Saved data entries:

______

PR #1325, opened 2020-09-15
Fixes various entities in various tables for Samoa

avaek:
Addresses: https://github.com/beyondessential/tupaia-backlog/issues/1273

### DIFF
--- a/packages/database/src/migrations/20200915040216-FixSamoaEntities-modifies-data.js
+++ b/packages/database/src/migrations/20200915040216-FixSamoaEntities-modifies-data.js
@@ -1,0 +1,144 @@
+'use strict';
+import { generateId } from '../utilities/generateId';
+
+var dbm;
+var type;
+var seed;
+
+/**
+  * We receive the dbmigrate dependency from dbmigrate initially.
+  * This enables us to not have to rely on NODE_PATH.
+  */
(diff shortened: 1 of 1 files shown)


packages/database/src/migrations/20200915040216-FixSamoaEntities-modifies-data.js
```diff
@@ -0,0 +1,144 @@
...
+      NULL,
+      'WS',
+      NULL,
+      '{"dhis": {"isDataRegional": true}}',
+      '{}'
+    );
+
+    update survey_response set entity_id='${newFacilityEntityId}' where entity_id='${motootuaDistrictEntityId}';
+
+    delete from entity where id='${motootuaDistrictEntityId}';
```
edmofro, line 60:
```suggestion
    delete from entity where id in ('${motootuaDistrictEntityId}', '${tuamasagaDistrictEntityId}');
```
And can delete the line below. Similar suggestion for the 2x geo area lines

edmofro (changes requested):
Nice migration! It looks good, I have a small suggestion which is not actually necessary.

I've also commented on the original issue with an update to the approach I think we should take.

edmofro (approved):
She's a beauty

______

§ Work item
Pick out and copy the lines of the entries that hold the string "packages".

§ Output below
--- a/packages/database/src/migrations/20200915040216-FixSamoaEntities-modifies-data.js
+++ b/packages/database/src/migrations/20200915040216-FixSamoaEntities-modifies-data.js
packages/database/src/migrations/20200915040216-FixSamoaEntities-modifies-data.js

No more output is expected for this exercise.